Materials provided:

++++

PR #47, opened 2021-05-04
Added a humans.txt with a job search URL.

dblock:

### Description

How do we feel about a humans.txt? Here's [a cool one](https://www.artsy.net/humans.txt), but we don't have any easter eggs, yet.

++++

Exercise details: From the first line to the last, reproduce the data exactly.

Answer to this task:
PR #47, opened 2021-05-04
Added a humans.txt with a job search URL.

dblock:

### Description

How do we feel about a humans.txt? Here's [a cool one](https://www.artsy.net/humans.txt), but we don't have any easter eggs, yet.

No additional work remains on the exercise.